*Work instruction*.
Return every line of the entries that includes the word "isEof".

*Source records*.
PR #7296, opened 2021-12-16
Pass special content to interceptors

### LINKED ISSUE #7281: EOFs are not passed to interceptors any more - shouldn't they?
**Jetty version(s)**
10.x, 11.x

**Java version/vendor**
OpenJDK 64-Bit Server VM AdoptOpenJDK (build 11.0.7+10, mixed mode)

**OS type/version**
Windows 10 20H2, 64 bit

**Description**
Starting with the overhaul of `HttpInput` in PR #4556, EOFs are not passed to interceptors any more. The author was obviously also unsure whether this is a good idea, see `AsyncContentProducer.nextTransformedContent()`:
```
// TODO does EOF need to be passed to the interceptors?
```
So custom interceptors cannot react to EOF any more - which we have seen in use by an OSS library based on Jetty 9.4.

If one *would* pass EOF to the interceptors, this would require a small change in `GzipHttpInputInterceptor.readFrom()`, because it tries `getByteBuffer()` without a guard --> `IllegalStateException` in case of `SpecialContent`. For Comparison: In Jetty 9.4, `EofContent` had a `BufferUtil.EMPTY_BUFFER`, so `getByteBuffer()` worked like a charm.

Shouldn't custom interceptors be able to react to EOF nowadays?
This should at least be clarified in a detailed comment instead of the TODO comment.

**How to reproduce?**
Set a breakpoint next to the TODO comment in `AsyncContentProducer.nextTransformedContent()`.

lorban:
Modify the `AsyncContentProducer` accordingly and update `GzipHttpInputInterceptor` to correctly handle the existing `HttpInput.Content` contract.

I have not modified the special contents (error and EOF) to make them return an empty buffer when `getByteBuffer()` is called as IMHO the `Content` contract already is clear on that: calling `getByteBuffer()` when `isSpecial()` returns `true` does throw ISE.

So IMHO if there is some code out there that calls `Content.getByteBuffer()` without first checking the special flag, it is in breach of the contract as it was documented since 10.0.0; the fact that we never passed special content to interceptors should be irrelevant.


lorban:
Note: I have not modified the special contents (error and EOF) to make them return an empty buffer when `getByteBuffer()` is called as IMHO the `Content` contract already is clear on that: calling `getByteBuffer()` when `isSpecial()` returns `true` does throw ISE.

So IMHO if there is some code out there that calls `Content.getByteBuffer()` without first checking the special flag, it is in breach of the contract as it was documented since 10.0.0; the fact that we never passed special content to interceptors should be irrelevant.

gregw (changes requested):
Can we add and example to the javadoc somewhere like:
```java
@Override
public HttpInput.Content readFrom(HttpInput.Content content) {
    if (content.hasContent())
        processContent(content.getByteBuffer());
    if (content.isEof())
        endProcessing();
    return processedContent();
}
```

lorban:
@gregw I've added some javadoc to the `Interceptor` interface, including some code examples and a reference to `GzipHttpInputInterceptor`.

jetty-server/src/main/java/org/eclipse/jetty/server/HttpInput.java
```diff
@@ -414,6 +414,40 @@ public String toString()
...
+     * which would not do anything with the content besides logging it. A more involved implementation could look like the
+     * following:
+     * <pre>
+     * public HttpInput.Content readFrom(HttpInput.Content content)
+     * {
+     *     if (content.hasContent())
+     *         processContent(content.getByteBuffer());
+     *     if (content.isEof())
+     *         endProcessing();
+     *     return processedContent();
```
sbordet: This example is missing is `isSpecial()` call, which is the one actually used in the implementations.

I would suggest:

```suggestion
     *     if (content.hasContent())
     *         this.processedContent = processContent(content.getByteBuffer());
     *     if (content.isEof())
     *         disposeResources();
     *     return content.isSpecial() ? content : this.processedContent;
```

jetty-server/src/main/java/org/eclipse/jetty/server/HttpInput.java
```diff
@@ -414,6 +414,40 @@ public String toString()
...
+     * }
+     * </pre>
+     * Please note that the {@link Content} contract must be respected by implementations, like for instance
+     * that calling {@link Content#getByteBuffer()} when {@link Content#isSpecial()} returns <code>true</code>
+     * throws {@link IllegalStateException}.
+     * </p>
+     * <p>Implementations implementing both this interface and {@link Destroyable} will have their {@link Destroyable#destroy()}
+     * method called when {@link #recycle()} is called.</p>
```
sbordet: I would also add what implementation should do, since `HttpInput.Content` is a `Callback`, when they return a different object, with respect to the callback methods. Should an implementation call them or not?

jetty-server/src/main/java/org/eclipse/jetty/server/AsyncContentProducer.java
```diff
@@ -334,34 +334,11 @@ public boolean isReady()
...
-                if (LOG.isDebugEnabled())
-                    LOG.debug("raw content is special (with error = {}), returning it {}", _error, this);
-                return _rawContent;
-            }
-
             if (_interceptor != null)
             {
                 if (LOG.isDebugEnabled())
                     LOG.debug("using interceptor to transform raw content {}", this);
                 _transformedContent = intercept();
```
sbordet: If the interceptor returns an error or EOF, is it handled correctly in the block below?
Test cases for these 2 cases?

sbordet (changes requested):

jetty-server/src/main/java/org/eclipse/jetty/server/HttpInput.java
lorban: I've added some doc explicitly that it's up to the caller of the interceptor to manage the `Callback` lifecycle.

jetty-server/src/main/java/org/eclipse/jetty/server/AsyncContentProducer.java
lorban: Fixed and added some more tests, thanks.

jetty-server/src/main/java/org/eclipse/jetty/server/HttpInput.java
lorban: Okay, updated javadoc.

joakime: Wait, does this mean `content.isSpecial()` is mutually exclusive to `content.hasContent()` always?

You'll never have a scenario where `(content.hasContent() && content.isSpecial())` is true?

winne42: @joakime at least, the JavaDoc on `HttpInput.hasContent()` says so:

> Always false on a special content.

jetty-server/src/test/java/org/eclipse/jetty/server/BlockingContentProducerTest.java
```diff
@@ -116,6 +119,160 @@ public void testBlockingContentProducerNoInterceptorWithError()
...
+            {
+                contentSucceededCount.incrementAndGet();
+            }
+        })));
+        try (AutoLock lock = contentProducer.lock())
+        {
+            contentProducer.setInterceptor(content -> new HttpInput.ErrorContent(new Throwable("testBlockingContentProducerInterceptorGeneratesError interceptor error")));
+
+            HttpInput.Content content1 = contentProducer.nextContent();
+            assertThat(content1.isSpecial(), Matchers.is(true));
```
winne42: `import static org.hamcrest.Matchers.is;` like in `AsyncContentProducerTest` looks nicer

jetty-server/src/main/java/org/eclipse/jetty/server/HttpInput.java
```diff
@@ -414,6 +414,52 @@ public String toString()
...
+     *     instances, once {@link ByteBuffer#hasRemaining()} returns <code>false</code> {@link HttpInput} will make sure
+     *     {@link Callback#succeeded()} is called, or {@link Callback#failed(Throwable)} if an error occurs.</li>
+     *     <li>After {@link #readFrom(Content)} is called for the first time, subsequent {@link #readFrom(Content)} calls will
+     *     occur only after the contained byte buffer is empty (see above) or at any time if the returned content was special.</li>
+     *     <li>Once {@link #readFrom(Content)} returned a special content, subsequent calls to {@link #readFrom(Content)} must
+     *     always return the same special content.</li>
+     *     <li>Implementations implementing both this interface and {@link Destroyable} will have their
+     *     {@link Destroyable#destroy()} method called when {@link #recycle()} is called.</li>
+     * </ul>
+     * </p>
```
winne42: brilliant JavaDoc!

jetty-server/src/main/java/org/eclipse/jetty/server/HttpInput.java
lorban: @joakime a `Content` is special when it doesn't hold bytes but something more akin to a special event: EOF or an error. So yes, as was pointed out, the `Content` contract explicitly states that `hasContent()` returns `false` when content is special. Other methods also document specific behavior when the content is special.

I've modified the `Content.isSpecial()` javadoc to better explain this.

jetty-server/src/test/java/org/eclipse/jetty/server/BlockingContentProducerTest.java
lorban: Done, thanks.

jetty-server/src/main/java/org/eclipse/jetty/server/AsyncContentProducer.java
```diff
@@ -316,120 +316,144 @@ public boolean isReady()
...
+
+            // If the interceptor returned the raw content, recycle the raw content now if its empty.
+            if (_transformedContent == _rawContent && _rawContent.isEmpty() && !_rawContent.isSpecial())
             {
                 if (LOG.isDebugEnabled())
-                    LOG.debug("transformed content is not empty {}", this);
+                    LOG.debug("interceptor returned the raw content, recycle the empty raw content now {}", this);
+                _rawContent.succeeded();
+                _rawContent = _transformedContent = null;
+                return;
```
sbordet: Unnecessary `return` statement.

jetty-server/src/main/java/org/eclipse/jetty/server/AsyncContentProducer.java
```diff
@@ -316,119 +316,144 @@ public boolean isReady()
...
-        while (_transformedContent == null)
-        {
-            if (_interceptor != null)
-            {
-                if (LOG.isDebugEnabled())
-                    LOG.debug("using interceptor to transform raw content {}", this);
-                _transformedContent = intercept();
-            }
-            else
+            if (_transformedContent != null && (_transformedContent.isSpecial() || !_transformedContent.isEmpty()))
```
sbordet: 2nd & 3rd expressions are the opposite of the expressions at 343.
I think this could be simplified via:

```java
if (_transformed != null) 
{
    if (special && !empty) 
    {
        ...
    }
    else 
    {
        // block at 344
    }
}
```

In this way it would be IMHO clearer and less expression repetitions.

jetty-server/src/main/java/org/eclipse/jetty/server/AsyncContentProducer.java
```diff
@@ -316,119 +316,144 @@ public boolean isReady()
...
+            _transformedContent = intercept();
+
+            // If the interceptor generated a special content, _rawContent must become that special content.
+            if (_transformedContent != null && _transformedContent.isSpecial() && _transformedContent != _rawContent)
+            {
+                if (LOG.isDebugEnabled())
+                    LOG.debug("interceptor generated a special content, _rawContent must become that special content {}", this);
+                _rawContent.succeeded();
+                _rawContent = _transformedContent;
+                return;
```
sbordet, line 392: If the interceptor generated an error content, should you not set `_error` as well?

jetty-server/src/main/java/org/eclipse/jetty/server/AsyncContentProducer.java
```diff
@@ -316,119 +316,144 @@ public boolean isReady()
...
                 if (LOG.isDebugEnabled())
-                    LOG.debug("transformed content is not empty {}", this);
+                    LOG.debug("interceptor generated a null content, recycling the empty raw content now {}", this);
+                _rawContent.succeeded();
+                _rawContent = null;
+                return;
+            }
+
+            // If the interceptor returned the raw content, recycle the raw content now if its empty.
+            if (_transformedContent == _rawContent && _rawContent.isEmpty() && !_rawContent.isSpecial())
```
sbordet, line 406: This `if` condition basically states that interceptors MUST completely consume the content.

It is what it is, but A) needs to be javadoc'ed and B) needs a safeguard (and a test case) because otherwise the implementation goes into a spin loop!

sbordet (changes requested):

jetty-server/src/main/java/org/eclipse/jetty/server/HttpInput.java
sbordet: Remove this and following HTML `p` tags.

sbordet (changes requested):
Please fix redundant `return`.

jetty-server/src/main/java/org/eclipse/jetty/server/HttpInput.java
lorban: ok.

jetty-server/src/main/java/org/eclipse/jetty/server/AsyncContentProducer.java
lorban: This is already done in the `intercept()` method.

jetty-server/src/main/java/org/eclipse/jetty/server/AsyncContentProducer.java
lorban: Ok, done.

jetty-server/src/main/java/org/eclipse/jetty/server/AsyncContentProducer.java
lorban: Removed it.

jetty-server/src/main/java/org/eclipse/jetty/server/AsyncContentProducer.java
lorban: Good catch, let me add the necessary javadoc, safeguard check and tests.

sbordet (changes requested):
I see 3 variables here:
- what type of input content (some content, empty content, EOF content, error content)
- what the interceptor does with the input content (full consume, partial consume, no consume)
- what type of output content (null, empty, non-empty, EOF, error, throw)

I would like, if possible, to have tests that cover all combinations of the 3 variables above.
I'd be happy to see tests for the most common cases.
Otherwise I'm good.

sbordet (dismissed):

gregw:
Doh! forced push!!!!! I can't review just the changes since my last review!!!!

gregw (dismissed):

sbordet (approved):

PR #7305, opened 2021-12-20
Experiment with different demandContent contract

gregw:
Currently the `Content.Provider` contract in Jetty-12.0.x is:
```java    
    interface Provider
    {
        Content readContent();
        void demandContent(Runnable onContentAvailable);
    }
```
which can be used in a simple way like:
```java
    try (Blocking.Runnable blocker = _blocker.runnable())
    {
        request.demandContent(blocker);
        blocker.block();
    }
```

There has been some review of this that dislikes the passing on of the `onContentAvailable` with each call to `demandContent`, since this means that `demandContent` cannot be idempotent and that multiple calls to it are meaningful and may result in a pending exception.  However, unlike lower layers, where the callback can be to a well known instance (eg HttpStream calling HttpChannel.onContentAvailable), there is no well know instance to call as the layer above is the application.   Thus this PR experiments with the contract:

```java
    interface Provider
    {
        Content readContent();
        void setOnContentListener(Runnable onContentAvailable);
        void demandContent();
    }
```

The simple blocking usage of this now becomes:
```java
    try (Blocking.Runnable blocker = _blocker.runnable())
    {
        request.setOnContentListener(blocker);
        request.demandContent();
        blocker.block();
    }
    finally
    {
        request.setOnContentListener(null);
    }
```

**Pros:**
 + The call to `demandContent()` is now idempontent, however there currently are no examples of it needing to be idempotent

**Cons:**
 + The lock has to be grabbed more times. For the simple case shown above the lock is grabbed 3 times instead of once.  In general it is grabbed N+2 times, where N is the number of calls to `demandContent`
 + The simple case code is a lot more verbose.
 + If we are to keep the current strict policing of no pending reads when `request.succeeded()` is called, then users have to remember to set the listener back to null after it has been used.
 + If users don't set the listener to null, then we may hold onto lambdas/instances longer than necessary and if succeeded is called we will generate a warning that a read may have been pending.
 + It doesn't really help with the case of two different concerns trying to read content.  If we ever did have two concerns both trying to call `demandContent(Runnable)` with different Runnables, then the same situation can occur with them both calling `setOnContentListener`.... except the outcome can be a lot more confusing, as instead of getting a demand pending exception, the wrong callback may be called.

In short, I see no benefit to this style.   If we really want to have an idempotent `demandContent()` call, then another solution is needed.

Thoughts?

### DIFF
--- a/jetty-server/src/main/java/org/eclipse/jetty/server/Content.java
+++ b/jetty-server/src/main/java/org/eclipse/jetty/server/Content.java
@@ -245,7 +245,9 @@ public interface Content
     {
         Content readContent();
 
-        void demandContent(Runnable onContentAvailable);
+        void setOnContentListener(Runnable onContentAvailable);
+
+        void demandContent();
     }
 
     // TODO should these static methods be instance methods?   They are not very buffer efficient
@@ -263,9 +265,10 @@ public interface Content
                     Content c = provider.readContent();
                     if (c == null)
                     {
-                        provider.demandContent(this);
+                        provider.demandContent();
                         return;
                     }
+
                     if (c.hasRemaining())
                     {
                         out.copyBuffer(c.getByteBuffer());
@@ -273,6 +276,7 @@ public interface Content
                     }
                     if (c.isLast())
                     {
+                        provider.setOnContentListener(null);
                         if (c instanceof Content.Error)
                             content.failed(((Content.Error)c).getCause());
                         else
@@ -282,6 +286,7 @@ public interface Content
                 }
             }
         };
+        provider.setOnContentListener(onDataAvailable);
         onDataAvailable.run();
     }
 
@@ -312,7 +317,7 @@ public interface Content
                     Content c = provider.readContent();
                     if (c == null)
                     {
-                        provider.demandContent(this);
+                        provider.demandContent();
                         return;
                     }
                     if (c.hasRemaining())
@@ -322,6 +327,7 @@ public interface Content
                     }
                     if (c.isLast())
                     {
+                        provider.setOnContentListener(null);
                         if (c instanceof Content.Error)
                             content.failed(((Content.Error)c).getCause());
                         else
@@ -331,6 +337,7 @@ public interface Content
                 }
             }
         };
+        provider.setOnContentListener(onDataAvailable);
         onDataAvailable.run();
     }
 
--- a/jetty-server/src/main/java/org/eclipse/jetty/server/HttpChannel.java
+++ b/jetty-server/src/main/java/org/eclipse/jetty/server/HttpChannel.java
@@ -212,7 +212,6 @@ public class HttpChannel extends Attributes.Lazy
             if (_request == null)
                 return null;
             Runnable onContent = _request._onContentAvailable;
-            _request._onContentAvailable = null;
             return _serializedInvoker.offer(onContent);
         }
     }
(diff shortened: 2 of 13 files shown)


lorban:
I agree that making the demand listener configurable on the `Provider` interface is not satisfying, but not making the `Provider` contract idempotent is not a need, it's a matter of simplifying the mental model: the fact that you're guaranteed you can call `demandContent()` any time you want without checking anything nor without any ill effects is the true value of idempotency: simplifying the mental model of the API's user.

Ideally, the listener should be set on construction of the `Provider` instance to make it both mandatory and immutable. I'll have a look to see what that would entail.

gregw:
I'm 50:50 on the benefits of `demandContent` being idempotent.   The problem with encouraging an laissez-faire approach to calling demand, is that opens the possibility that an outstanding demand call exists when the request is ultimately succeeeded.   Currently I treat that as an error - ie you can't be reading and then jsut give up and say - the response is OK after all.  That just gives the container the impossible task of trying to consume all and then deciding it to abort when that fails etc.

I think since we are building from the bottom, it is possible for use to be strict and not allow hanging reads and writes to exist when succeeded is called.  At least at this core level.  We probably need to allow them at the servlet level, but we will need to translate them into a strict interpretation of the core API rather than just kicking the can along the road to the network layer to try to resolve.

lorban:
Here is a working prototype of what I have in mind: https://github.com/eclipse/jetty.project/blob/jetty-12.0.x-demand-reducer-api/jetty-server/src/test/java/org/eclipse/jetty/server/HttpConnectionTest.java#L1294-L1317

sbordet:
> The problem with encouraging an laissez-faire approach to calling demand, is that opens the possibility that an outstanding demand call exists when the request is ultimately succeeeded.

I don't see an idempotent `demandContent()` as a laissez-faire approach?
I agree we should be strict about the state at the time `succeeded()` is called, but if you demand and don't consume the demand it's an error no matter if `demandContent()` is idempotent or not.

Idempotency has other benefits (clearer API, similarity with many other APIs we use in Jetty 10 and 11, similarity with reactive streams / `j.u.c.Flow` APIs people is used to, etc.) and no cons while keeping the same semantic, so I would try hard to go there.

gregw:
@lorban are all the tests passing in your branch?  because I really don't understand how it works?   There must be some magic with the blocker class, as I don't see how it is being called in most examples (eg DumpHandler or EchoHandler)?     I think it is important at this stage to not just have one working example... that's the easy part.  You need to have all the examples working, including the failure/error scenarios

gregw:
@sbordet Having an idempotent `demandContent()` is not directly laissez-faire, but it facilitates a laissez-faire approach.  If we are being strict about  state at the time `succeeded()` then we must already be tracking the state and know if we have demanded or not.   Thus it doesn't need to be idempotent.  Conversely, if you are depending on `demandContent()` being idempotent, then that means you don't know the state and are being laissez-faire.

I would not call `Flow` idempotent, because they pass the demand integer which is additive and thus multiple calls to `demand(1)` are different to a single call.

As for clarity of API, I think `demandContent(Runnable onContentAvailable)` cannot be described as un-clear.   It is obvious how to use it.    The issues may be how it might be misused, but currently in the examples we have that is just not an issue.

Can you come up with a test scenario that really needs idempotent `demandContent` so we can use it to evaluate the various approaches?  I too am attracted to the notion of an idempotent demand, but I've just not found any actual examples yet of why it is needed.

gregw:
Latest ideas from a call was to not have the `Content.Provider` interface as part of request, and instead have it obtainable from a method on the request:
```java
interface Request
{
    //...
   Content.Provider getContentProvider(Runnable onContentAvailable);
}
```

This would allow a no args `demandContent()` method.
We need to work out if this really is a getter - ie can it be called multiple times and the Runnable changed?

gregw:
So I'm closing this branch as that latest idea will be played with in a different branch and PR

PR #7314, opened 2021-12-20
Issue #7297 - Removing log4j 1.x

### LINKED ISSUE #7297: Deprecate log4j 1.x support
**Jetty version(s)**
9+

All

**OS type/version**
Alll

**Description**
Log4j 1.x was EOL in August 2015.

While we have no direct dependencies on log4j 1.x within our project, we do have modules across our 3 active versions of Jetty that have log4j 1.x options.

I propose we drop log4j 1.x entirely, modules and all.
If a user wants to continue to use log4j 1.x they have to manually add it, no module convenience anymore.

*Response to this exercise*.
    if (content.isEof())
+     *     if (content.isEof())
     *     if (content.isEof())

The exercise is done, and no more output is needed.